__Required action__. Type again, exactly, the lines below from the start through the line that includes "to set it to".

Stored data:
=== Begin Enclosure ===

PR #309, opened 2018-10-04
Update 01 timing_windows_config.lua

Void345:
change the osu! marvelous rating to 3, as the 3.2 is only the weighting in score, not the accuracy


Void345:
it might also be nice to change the OD to 9 rather than 10 since 8.50-9 are more common

PR #310, opened 2018-10-04
Update metrics.ini

Void345:
change percentuntilcolorcombo to 0 because it looks better
like why would u wanna wait 25% thru to see if you have good combo


MinaciousGrace:
the point is to have a dividing point between two colors that can be changed

to set it to 0 is the equivalent is an opaque way of de facto removing the preference for anyone who doesn't know exactly where to look

an argument can be made for removing it and replacing it with an easily editable and transparent lua block but this isn't that

PR #313, opened 2018-10-04
preparation for country leaderboards

External69:
This is mostly front end; the changes to source code are just tiny fixes.

(the combo box (dropdown) doesn't do anything right now, and still needs to be moved to an appropriate place on the screen / redesigned)


MinaciousGrace:
committed directly with b7686d2794108c056df4e5f255316b628bafa02f and 57fd70e95826c55bebfd9c4d24848477d05c37f7

PR #362, opened 2018-11-20
Fixed critical namespace error that stopped from compiling

functional-lambda:
Well, the game didn't compile without this change. It seemed like something with the namespaces was messed up, and that was the case. It was just about changing TRUE/FALSE to `jpeg::TRUE` or `jpeg::FALSE`. 
After doing this, the game compiled perfectly and everything worked as intented.


nico-abram:
@functional-lambda : This doesnt compile (By CI) on both linux and windows

PR #396, opened 2018-12-01
Weak bandaid to stop noteskin changes from crashing in music select

poco0317:
Pull request made for the purpose of code review; not likely final.
All this does is stop the crashing you get if you change noteskins with an existing (visible or not) notefield. This will not change your noteskin unless you deliberately force the notefield to regenerate.


MinaciousGrace:
at this point its better to fix the source of the issue (hacky implementation of the feature) than bandaid all the peripheral issues it causes

Issue #449, opened 2019-03-01
(Linux, 0.65) Segmentation fault on startup since pull request #420 (because of libpng?)


kangalioo:
Etterna crashes on startup, with two warnings and an error from libpng. This happens with every build since commit 3311ff2 where pull request #420 was merged. Before that merge, there were no warnings or errors at all from libpng.

**To Reproduce**
Steps to reproduce the behavior on a Linux system:
1. Download 0.65 source code
2. Create "Build" directory and navigate into it
2. Build using `cmake .. -DCMAKE_BUILD_TYPE=Release -DWITH_FULL_RELEASE=1 && cmake .. && make -j6` (it's reproducible with `cmake .. && make` as well)
3. Execute the etterna executable

**Expected behavior**
I would expect that libpng doesn't throw an error, that there's no segmentation fault and that Etterna properly launches.

**Screenshots**
[Terminal output](https://pastebin.com/UX4qRbqu)
[Stack trace from gdb](https://pastebin.com/yhwU1JHZ)
[Terminal output from a working commit](https://pastebin.com/Vy4rCBFx)

**Desktop**
- x64 Arch Linux 4.20.11
- libpng 1.6.36-1
- glibc 2.28
- libavcodec: 0x372765 (3614565)

MinaciousGrace:
libpng has been replaced with an image library from the this decade but i guess not unlinking it was an oversight, doing so may fix the seg fault?

kangalioo:
How would I unlinking libpng? I've never done something like that

nico-abram:
Remove this folder: https://github.com/etternagame/etterna/tree/a4515afd3ef6c421067a381aa63231268f0ccb37/extern/libpng
These 3 lines: https://github.com/etternagame/etterna/blob/b8e69ffa4e083be265bf2501021cc9dbc90ea65b/src/CMakeLists.txt#L646
This line: https://github.com/etternagame/etterna/blob/b8e69ffa4e083be265bf2501021cc9dbc90ea65b/src/CMakeLists.txt#L332
These 2 línea: https://github.com/etternagame/etterna/blob/a4515afd3ef6c421067a381aa63231268f0ccb37/src/CMakeProject-texture.cmake#L45 and https://github.com/etternagame/etterna/blob/a4515afd3ef6c421067a381aa63231268f0ccb37/src/CMakeProject-texture.cmake#L54
[...]

PR #458, opened 2019-03-08
Linux Segfault Fix

jameskr97:
This is my second pull request on this repository.

1. Removed the link and source files for libpng exactly as described in #449


poco0317:
Before this is carried out, we need a replacement for the PNG saver/writer or need to make a decision what to do rather than use it (jpeg and bpm writers exist through libjpeg and rage).

PR #478, opened 2019-03-17
Fixed macOS includes, and updated macOS CI

jameskr97:
This is my fourth pull request on this repository.

Here is a summary of everything changed in this pull request.
- Fixed references in various OSX files which were not being included properly, disallowing the build to actually happen.
- Updated .travis.yml for macOS in order for it to have less verbose output, and also output as each file is compiled, rather outputting everything after the build is complete.
- Upgraded the `CMAKE_CXX_STANDARD` to 14. Even thought it is currently at 11 and building, the compiler or CMake is likely upgrading this for us, due to a specific line of code noted in the comment below.

Please let me know if there is anything I could do to help get this pull request merged.


StepmaniaCore.cmake
```diff
@@ -53,7 +53,7 @@ include("${SM_CMAKE_DIR}/SMDefs.cmake")
 set_property(GLOBAL PROPERTY USE_FOLDERS ON)
 
 # Enforce the highest C++ standard used in the code base
-set(CMAKE_CXX_STANDARD 11)
+set(CMAKE_CXX_STANDARD 14)
```
nico-abram: I feel like this change is unrelated to this PR

jameskr97: While it isn't related to this PR, it is necessary to happen eventually, and I believe either CMake or the compiler is upgrading that for us. Note these lines of code:

https://github.com/etternagame/etterna/blob/6cbc98dc75f0805193e5d24e07ed01ef546bf049/src/NetworkSyncManager.cpp#L1112-L1113

m_PlayerReady is a `std::vector<bool>` and `emplace_back` was only available in `vector<bool>` in C++14. So whether we set it to 14 or not, it's gonna be upgraded to 14.

Note this Travis CI macOS log line: https://travis-ci.org/etternagame/etterna/jobs/507402245#L8712

It's one of our files being compiled, and if you go through it you'll eventually see `--std=gnu++14` If it wasn't obnoxiously verbose, I bet we'd see argument on every single line that compiles one of Etterna's source files.

I hope this explanation justifies why it's upgraded.

jameskr97:
This is ready to be merged in it's current state.

nico-abram:
Looks good to me

PR #489, opened 2019-03-23
Update RageSurface_Save_JPEG to use stbi_write_jpg

Bumrang:
Changed jpeg screenshots to use stbi_write_jpg from stb_image_write.h. 

Only place libjpeg was used, so I removed all references to libjpeg.

Compiled and tested on Windows 10, should work the same on other systems.


martensm:
LGTM, basically the same as how `libpng` was replaced.

PR #514, opened 2019-05-02
CMake Spring Cleaning

jameskr97:
This is my eighth PR on this repository.

Here is a summary of everything to be changed in this pull request.

# Required before merge
- Windows working with the following generators
  - [x] Visual Studio 15 2017
  - [x] Visual Studio 16 2019
  - [x] Ninja
- Static Analysers and formatters
  - [x] cppcheck
  - [x] clang-tidy
  - [ ] ~~clang-format~~ _(To be completed in isolated PR due to complexity of solving the issues this project has with consistent formatting, and not wanting to do a `Formatting changes` commit with a large diff)_
  - [ ] ~~include_what_you_use~~ _(Also to be completed in isolated PR as it requires significant changes)_
  - [x] link_what_you_use _(lwyu is a simple addition as it's a feature within CMake)_
- [x] Doxygen within CMake
- [x] LDoc within CMake
- [x] Resolve Windows error supression _(We get too many errors. We only want etterna specific errors.)_

# Other Fixes
- [x] libmad configured properly. Previously would stop certain packs from loading when attempting to delete references to audio files. (This specific bug occurred when attempting to delete a `RageSoundReader_FileReader` object at `Song.cpp:706`) [`15b505d`](https://github.com/etternagame/etterna/pull/514/commits/15b505dd872d6665a1716a336382b55d5fc6eed1)

PR #529, opened 2019-05-17
Fix MinaCalc linking logic

jameskr97:
MinaCalc_x86.lib would still attempt to link on macOS, even though it is a windows only lib. The compiler notices this, and choses not to link it, thought removing the possibility of it happening is better than letting the compiler deal with it.

Intended to be apart of #514.


nico-abram:
:+1:

PR #530, opened 2019-05-17
Eliminate foreach.h

jameskr97:
This PR should only me merged AFTER PR #514.

The foreach.h file contains several define statements to help shorten code when using for loops. Since the introduction of ranged for-loops, having such a file only increases the number of includes within the codebase. It did support using iterators across the entire codebase, but it was not necessary in more than half of the use cases. A ranged for-loop would have accomplished the same task, and in the few situations where an iterator is more suitable, it may be used where it is needed instead of writing a general use case in a different file, importing that file, and using the defined general case.

Here is a summary of everything to be changed in this pull request.
- The following define statements were removed
    - [x] FOREACH
    - [x] FOREACHD
    - [x] FOREACHS
    - [x] FOREACHM
    - [x] FOREACHMM
    - [x] FOREACHUM
    - [x] FOREACH_CONST
    - [x] FOREACHD_CONST
    - [x] FOREACHS_CONST
    - [x] FOREACHM_CONST
    - [x] FOREACHMM_CONST
    - [x] FOREACHUM_CONST

- [x] Every usage of the above defines have been removed.
- [x] Every `#include` references to foreach.h has been removed.


martensm:
Do you plan to address other `FOREACH` macros not defined in this file in this PR? Here is an example of one:
https://github.com/etternagame/etterna/blob/445898435e7edcf42aa407d26e43f091b4cdc36e/src/Etterna/Models/Misc/EnumHelper.h#L9-L14

jameskr97:
> 
> 
> Do you plan to address other `FOREACH` macros not defined in this file in this PR? Here is an example of one:
> 
> https://github.com/etternagame/etterna/blob/445898435e7edcf42aa407d26e43f091b4cdc36e/src/Etterna/Models/Misc/EnumHelper.h#L9-L14

I did not intent to remove that. I wanted to focus on removing a full file that was just helpers, and while that file is just enum helpers, to remove it completely would require more than than replacing statements with ranged for-loops. I'm not sure if there is a clean way to iterate through enum values with a ranged for-loop. I'll look into it and consider removing them, but at the moment, I do not plan to.

src/Etterna/Actor/Base/ActorUtil.cpp
```diff
@@ -459,9 +458,8 @@ ActorUtil::LoadAllCommandsFromName(Actor& actor,
 	set<RString> vsValueNames;
 	THEME->GetMetricsThatBeginWith(sMetricsGroup, sName, vsValueNames);
 
-	FOREACHS_CONST(RString, vsValueNames, v)
-	{
-		const RString& sv = *v;
+	for(auto const v : vsValueNames){
+		const RString& sv = v;
```
nico-abram: I think this should be a reference.

src/Etterna/Actor/Base/BitmapText.cpp
```diff
@@ -956,9 +955,8 @@ BitmapText::AddAttribute(size_t iPos, const Attribute& attr)
 	int iLines = 0;
 	size_t iAdjustedPos = iPos;
 
-	FOREACH_CONST(wstring, m_wTextLines, line)
-	{
-		size_t length = line->length();
+	for(auto const line : m_wTextLines){
```
nico-abram: I think this should be a reference.

nico-abram:
I think most of these should actually be using `auto&`. The ones which are ex. just a vector<T*> are probably fine without being a reference (Since any mutation on them would still affect the original objects, and since the copies are just as expensive afaik if not actually more expensive when making a reference which requires iirc an additional dereference(I'm talking about (T*)&) unless it gets optimized away)

nico-abram:
Btw compile on linux with gcc/clang seems to be failing due to the removed `#include "Etterna/Globals/global.h"` in the last commit (I think).

jameskr97:
Understood. I will open a new PR with similar changes, but pay more attention to whether or not the loop should be a for loop or a while loop. I'm not the best person to implement this type of change, since I don't have any experience with what datatypes/objects I'm changing and the best way for them to be accessed. I only can remove the file by trying to duplicate the way it seemed like it was accessed. Since there are likely many spots where I couldn't tell how it was done, I'll start over and pay more attention to exactly the best way for them to be accessed.

PR #532, opened 2019-05-20
CPack Hotfix - Install Directory

jameskr97:
This PR changes where the Etterna files are installed. Previously, the files were placed in
 `C:\Games\Etterna <version>\Etterna\<ALL_GAME_FILES>`. Since that middle `Etterna` directory was unnecessary, it has been removed.


martensm:
👍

=== End Enclosure ===

__Answer to the problem__.
PR #309, opened 2018-10-04
Update 01 timing_windows_config.lua

Void345:
change the osu! marvelous rating to 3, as the 3.2 is only the weighting in score, not the accuracy


Void345:
it might also be nice to change the OD to 9 rather than 10 since 8.50-9 are more common

PR #310, opened 2018-10-04
Update metrics.ini

Void345:
change percentuntilcolorcombo to 0 because it looks better
like why would u wanna wait 25% thru to see if you have good combo


MinaciousGrace:
the point is to have a dividing point between two colors that can be changed

to set it to 0 is the equivalent is an opaque way of de facto removing the preference for anyone who doesn't know exactly where to look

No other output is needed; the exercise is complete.